人生の最後を一番美しく過ごすのは、いつの日か、田舎、といっても町からあまり離れていないところに隠居し、今までに愛読した何冊かの本を、もう一度、書き込みなどしながら読み返すことだ。           (アンドレ・モーロワ「私の生活技術」より)

ブックガイド(35) 相関関係≠因果関係

——相関関係≠因果関係——

 気楽に読める一般向けの本で、アンダーライティングに役立つ最新知識をゲットしよう。そんなコンセプトでブックガイドしております、査定歴21年の自称査定職人ドクター・ホンタナ(ペンネーム)です。今回のテーマは「データ分析と因果関係」。

  「ビッグデータ+人間の判断力=真実が明らかに!」と帯に書かれています。光文社新書にはめずらしい(?)地味なタイトル「データ分析の力」ですが、データをどう仕事に活かすかをしっくりわからせてくれる良書です。1年で10刷ですから売れています。データ分析して査定基準を考えるような仕事をしているひとには役に立つ一冊です。

  医療の世界ではここ20年ばかり根拠にもとづいた医療EBM(=Evidence Based Medicine)が声高にいわれてきました。最近ではそれが次第に過剰になって患者不在のガイドライン医療化しているという批判もあります。しかし、政治・経済の分野では、いまだに政界長老や経営陣の「経験や勘や力関係」でものごとが決まることが多いのではないでしょうか。これってまさにEBM以前の医療と同じ状態ですよね、医療は自己改革してきたとも言えます。

  そこで、政策や企業の運営方針もデータをもとに決めていこう、といういわばEvidence Based な考え方が出てくるのも当然です。そのEvidenceを解釈する際に、大きな問題となってくるのが「相関関係を因果関係と勘違いしてしまう」というパターン。例えば、喫煙者には肝機能異常者が多い(=相関関係がある)、よってタバコは肝臓に良くない、というギャグみたいな考え方をする人はまだまだいます(真実は、タバコを吸う人は酒も飲む)。実際の企業の現場では、「去年の夏はテレビCMでアイスの売り上げが伸びたから今年もやろう」という一見正論っぽい話(実は猛暑だっただけとか)が相関関係と因果関係をゴチャゴチャにしており、その違いをきちんと理解できないままの意思決定って世の中に多いんです。

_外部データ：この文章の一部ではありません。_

PR #2511, opened 2020-08-11
fix: addeds text index options

reggi:
https://jira.mongodb.org/browse/NODE-2755

### DIFF
--- a/lib/operations/create_indexes.js
+++ b/lib/operations/create_indexes.js
@@ -7,19 +7,35 @@ const MongoError = require('../core').MongoError;
 const parseIndexOptions = require('../utils').parseIndexOptions;
 const maxWireVersion = require('../core/utils').maxWireVersion;
 
-const validIndexOptions = new Set([
+const VALID_INDEX_OPTIONS = new Set([
+  'background',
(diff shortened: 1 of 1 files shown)


lib/operations/create_indexes.js
```diff
@@ -15,7 +15,11 @@ const validIndexOptions = new Set([
   'expireAfterSeconds',
   'storageEngine',
   'collation',
-  'bucketSize'
+  'bucketSize',
```
mbroadst, line 18: so it looks like for some reason we're missing a whole [bunch](https://github.com/mongodb/node-mongodb-native/blob/master/src/operations/indexes.ts#L13-L42) of options. My guess is that the old code for this would just merge in whatever options were provided, so if we're going to be strict we'll need to backport the list from 4.0

reggi: updated!

zuozp8:
@mbroadst could we we have release with this fix? it may be quite unfortunate to create index with bad options

mbroadst:
@zuozp8 I'm releasing this morning, thanks for your patience

PR #2512, opened 2020-08-11
refactor: remove legacy cursor construction

mbroadst:
We no longer need to support construction of cursors without an operation, so we can remove the logic in the constructor to check for whether one was passed in or not.

NODE-2763

### DIFF
--- a/src/cursor/core_cursor.ts
+++ b/src/cursor/core_cursor.ts
@@ -206,8 +206,8 @@ class CoreCursor extends Readable {
   }
 
   /** Clone the cursor */
-  clone(): CoreCursor {
-    return new CoreCursor(this.topology, this.operation, this.options);
+  clone(): this {
+    return new (this.constructor as any)(this.topology, this.operation, this.options);
   }
 
   /**
--- a/src/cursor/core_cursor.ts
+++ b/src/cursor/core_cursor.ts
@@ -1,12 +1,12 @@
 import Logger = require('../logger');
 import { ReadPreference } from '../read_preference';
-import { handleCallback, collationNotSupported, MongoDBNamespace } from '../utils';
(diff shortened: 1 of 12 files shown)


src/cursor/core_cursor.ts
```diff
@@ -218,14 +205,9 @@ class CoreCursor extends Readable {
...
-  /**
-   * Clone the cursor
-   *
-   * @function
-   * @returns {CoreCursor}
-   */
+  /** Clone the cursor */
   clone(): CoreCursor {
-    return this.topology.cursor(this.ns, this.cmd, this.options);
+    return new CoreCursor(this.topology, this.operation, this.options);
```
nbbeeken, line 210: topology.cursor makes use of the cursorFactory option, is there any concern about that being dropped here?

src/cursor/cursor.ts
```diff
@@ -1068,6 +1061,11 @@ class Cursor extends CoreCursor {
   getLogger(): any {
     return this.logger;
   }
+
+  /** Clone the cursor */
+  clone(): Cursor {
+    return new Cursor(this.topology, this.operation, this.options);
```
nbbeeken, line 1067: I see CommandCursor, AggregationCursor, and ChangeStreamCursor don't have clone overrides, I think this should be only implemented in CoreCursor, and take the form:
```ts
    clone() {
        return new this.constructor(/* ... */);
    }
```
I'm not sure what the return type would look like though

mbroadst: type is `clone(): this`, but there's no way to dynamically call `this.constructor` without casting to `any` or other similar tricks. I modified it to do just that for now, we can revisit the decision when we turn linting on.

PR #2514, opened 2020-08-12
NODE-2732: type annotations for GridFS

reggi:


src/gridfs-stream/upload.ts
```diff
@@ -118,7 +144,7 @@ export class GridFSBucketWriteStream extends Writable {
    * @returns {Promise<void>} if no callback specified
    */
 
-  abort(callback: Callback) {
+  abort(callback: Callback<undefined>): Promise<void> | void {
```
reggi, line 147: This should really use `maybePromise`

```suggestion
abort(): Promise<DeleteResult>;
  abort(callback: Callback<DeleteResult | undefined>): void;
  abort(callback?: Callback<DeleteResult | undefined>): Promise<DeleteResult> | void {
    return maybePromise(callback, callback => {
      if (this.state.streamEnd) {
        const error = new Error('Cannot abort a stream that has already completed');
        return callback(error);
      }
      if (this.state.aborted) {
        const error = new Error('Cannot call abort() on a stream twice');
        return callback(error);
      }
      this.state.aborted = true;
      return this.chunks.deleteMany({ files_id: this.id }, callback);
    });
  }
```

src/gridfs-stream/download.ts
```diff
@@ -262,7 +314,7 @@ function init(self: any) {
     findOneOptions.skip = self.s.options.skip;
   }
 
-  self.s.files.findOne(self.s.filter, findOneOptions, (error?: any, doc?: any) => {
+  self.s.files.findOne(self.s.filter, findOneOptions, (error?: AnyError, doc?: GridFsFile) => {
```
nbbeeken, line 317: It would be nice to drop the annotations from the callback.
Maybe we should go in and fix the Collections type to have the deprecate functions as class properties.
Or we should update the Collection interface to be better typed.

src/gridfs-stream/download.ts
```diff
@@ -372,9 +428,15 @@ function handleStartOption(stream: any, doc: any, options: any) {
 
     return options.start - stream.s.bytesRead;
   }
+  throw new Error('no option available');
```
nbbeeken, line 431: I think we should use MongoError here and in general we should try to use only MongoError, we want to eventually have that be our only error type or subclasses of it. Also [nit] maybe `'No start option defined'` slightly more clear message.

src/gridfs-stream/download.ts
```diff
@@ -138,120 +188,122 @@ export class GridFSBucketReadStream extends Readable {
...
       }
       callback && callback();
     }
   }
 }
 
-function throwIfInitialized(self: any) {
+function throwIfInitialized(self: GridFSBucketReadStream) {
   if (self.s.init) {
     throw new Error('You cannot change options after the stream has entered' + 'flowing mode!');
```
nbbeeken, line 212: Not your code I know, but looks like this doesn't need concatenation anymore maybe there used to be a var in between

src/gridfs-stream/download.ts
```diff
@@ -1,5 +1,54 @@
...
+export interface GridFSBucketReadStreamOptions {
+  sort?: number | { uploadDate: number };
+  skip?: number;
+  /** 0-based offset in bytes to start streaming from */
+  start?: number;
+  /** 0-based offset in bytes to stop streaming before */
+  end?: number;
+}
+
+export interface GridFsFile {
```
mbroadst, line 18:
```suggestion
export interface GridFSFile {
```
or change all the other references to be `GridFs`, but let's be consistent

src/gridfs-stream/upload.ts
```diff
@@ -151,48 +177,53 @@ export class GridFSBucketWriteStream extends Writable {
...
 
-  end(chunk: any, encoding?: any, callback?: Callback) {
-    var _this = this;
-    if (typeof chunk === 'function') {
-      (callback = chunk), (chunk = null), (encoding = null);
-    } else if (typeof encoding === 'function') {
-      (callback = encoding), (encoding = null);
-    }
+  end(
+    chunkOrCallback?: Buffer | Callback<GridFsFile | undefined>,
```
mbroadst, line 181: `Callback<GridFsFile>` is equivalent to `Callback<GridFsFile | undefined>`

src/gridfs-stream/upload.ts
```diff
@@ -375,19 +414,24 @@ function createFilesDoc(
   return ret;
 }
 
-function doWrite(_this: any, chunk: any, encoding: any, callback?: Callback) {
-  if (checkAborted(_this, callback)) {
+function doWrite(
+  self: GridFSBucketWriteStream,
+  chunk: Buffer,
+  encoding: BufferEncoding | undefined,
```
mbroadst, line 420:
```suggestion
  encoding?: BufferEncoding,
```

src/gridfs-stream/upload.ts
```diff
@@ -448,61 +492,65 @@ function doWrite(_this: any, chunk: any, encoding: any, callback?: Callback) {
...
 
-function getWriteOptions(_this: any) {
-  var obj = {} as any;
-  if (_this.options.writeConcern) {
-    obj.w = _this.options.writeConcern.w;
-    obj.wtimeout = _this.options.writeConcern.wtimeout;
-    obj.j = _this.options.writeConcern.j;
+function getWriteOptions(self: GridFSBucketWriteStream) {
+  var obj: WriteConcernOptions = {};
+  if (self.bucket.s.options.writeConcern) {
```
mbroadst, line 497: hm are you sure this didn't break anything? Are they indeed the same `options`?

src/collection.ts
```diff
@@ -1430,7 +1460,6 @@ Collection.prototype.update = deprecate(function (
 },
 'collection.update is deprecated. Use updateOne, updateMany, or bulkWrite instead.');
 
-Collection.prototype.removeOne = Collection.prototype.deleteOne;
 Collection.prototype.removeMany = Collection.prototype.deleteMany;
```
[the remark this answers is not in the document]
reggi: I only made changed I needed to for GridFS to work.

src/gridfs-stream/download.ts
mbroadst: I merged these methods into the main class yesterday, you should be able to use it without annotations here now

src/gridfs-stream/download.ts
```diff
@@ -1,5 +1,54 @@
...
+  _id: GridFSBucketWriteStream['id'];
+  length: GridFSBucketWriteStream['length'];
+  chunkSize: GridFSBucketWriteStream['chunkSizeBytes'];
+  md5?: boolean | string;
+  filename: GridFSBucketWriteStream['filename'];
+  contentType?: GridFSBucketWriteStream['options']['contentType'];
+  aliases?: GridFSBucketWriteStream['options']['aliases'];
+  metadata?: GridFSBucketWriteStream['options']['metadata'];
+  uploadDate: Date;
+}
```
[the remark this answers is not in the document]
reggi: There's a function that maps properties of a `GridFSBucketWriteStream` to a file.  The same way that function maps, I created the interface to do the same. Do you have a recommendation on how you would like this? I think this is the best option.

src/gridfs-stream/index.ts
```diff
@@ -1,53 +1,65 @@
...
+  bucketName?: string;
+  /** Number of bytes stored in each chunk. Defaults to 255KB */
+  chunkSizeBytes?: number;
+  /** Read preference to be passed to read operations */
+  readPreference?: ReadPreference;
+}
+
+interface GridFSBucketPrivate {
+  db: Db;
+  options: {
```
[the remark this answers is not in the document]
reggi: This was deliberate. The internal options are non-optional because we apply defaults. Ideally properties like `bucketName` would be `this.bucketName`, same for `writeConcern` is also internally narrower, again can be `this.writeConcern`.  Let me know what your preference is here.

src/gridfs-stream/index.ts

  そこで、相関関係ではなく因果関係を証明するにはどうすればいいのかというのが本書のテーマになります。本書からわかりやすい例をあげますと、オバマ前大統領が選挙戦用のホームページデザインを決定するに際し、何パターンか作ってネットでの訪問者に各パターンをランダムに割り振り、どのパターンがもっとも寄付につながるのかという実証分析の結果を経てデザインを選択したというのが典型的です。これって医療の分野では当たり前のように使われているRCT(=Randomized Controlled Trial:ランダム化比較試験)ですがそれが社会科学でも使われるようになったというわけです。

  しかし医療とちがって実際の社会現象をRCTすることは多くの場合不可能です。そこで登場するのがRCTの代わりとなりえる種々の方法。本書でとりあげているのは「境界線を賢く使うRDデザイン」「階段状の変化を賢く使う集積分析」「複数期間のデータを生かすパネル・データ分析」。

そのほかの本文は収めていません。